In this case paragraph 7a was not assailed as fraudulent. This gave the court jurisdiction. The appellee was only required to meet the issue on the items alleged in paragraph No. 7. Though the jury found the charge true, as contained in the plea to the jurisdiction, this in fact did not defeat the court's jurisdiction, and the court could render a judgment on the facts found. It was, under the pleadings in the case, justified in treating the finding on issue No. 3 immaterial, and disregarding it, as defeating the jurisdiction. The court was not without jurisdiction under the pleadings and properly entered judgment.
This, as we understand, will render the consideration of appellant's other *Page 956 propositions unnecessary, since, if the verdict did not defeat the jurisdiction it will make no difference if the court committed error in submitting fraud in appellee's seeking interest as part of his damages by the amendment, when he had not sued therefor in the beginning, as the petition without such claim for interest gave jurisdiction.

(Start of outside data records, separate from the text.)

PR #1533, opened 2020-10-23
Add "where" docs and reformat

philrz:
Here's my attempt to add ZQL docs for the recently-added `where` clause. If users try to get super sophisticated with this functionality right now they're likely to uncover some rough edges related to the differences between searches & expressions, which we have plans to address soon. But I figured it'd be good to get the docs out there with what's working.

I wondered if this belonged in the [Grouping](https://github.com/brimsec/zq/blob/master/zql/docs/grouping/README.md) page, but when comparing to how `by` and `every` work, this seems different enough that I've opted to include it with the other "General Usage" guidance. But I'm open to hearing other opinions on that.

I did some reformatting while I'm at it.

### DIFF
--- a/zql/docs/aggregate-functions/README.md
+++ b/zql/docs/aggregate-functions/README.md
@@ -4,30 +4,28 @@ A pipeline may contain one or more _aggregate functions_, which operate on
 batches of events to carry out a running computation over values contained in
 the events.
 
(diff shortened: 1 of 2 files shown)


henridf (approved):
Looks good! (and I think this is the right place; certainly compared to putting it under "Grouping" ).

We understand from the record that the original petition claimed damages for a shortage of 3 tons and 57 pounds at $55.45 per ton, and for $100 for injury to the cattle. The fact that the $100 was eliminated by exception would not necessarily dismiss the case, especially when the appellee amended the petition. He had the right to set up additional damages. He may have honestly believed he had the right to the profits in his contract, and he was not altogether without authority in demanding the highest market value of the product between the breach of the contract and the date of the trial. Judge Boyce of this court said in Thrift Oil Co. v. Newton, 227 S.W. 496:
"The Texas courts, at an early date, approved the rule that the vendee, on breach by the vendor of a contract of sale of personal property, where he has paid the purchase price in advance, might recover as damages the difference between the contract price and the highest value of the property between the date or breach and the trial, provided the suit was brought within a reasonable time: and this rule has been followed by later decisions."
Among the cases cited is Johnson v. Miller, 163 S.W. 593, opinion written by Mr. Justice Hendricks, at that time on this court. We do not now hold, however that the measure set up by appellee in his petition was the proper measure of damages in this case but the rule was certainly sufficiently near appellee's situation to give him grounds for believing he might recover on that measure, and when he so alleged he placed himself within the jurisdiction of the court, though he possibly could not recover interest, and knew he had not lost the 933 pounds addition to his alleged original loss. We conclude the judgment should be affirmed.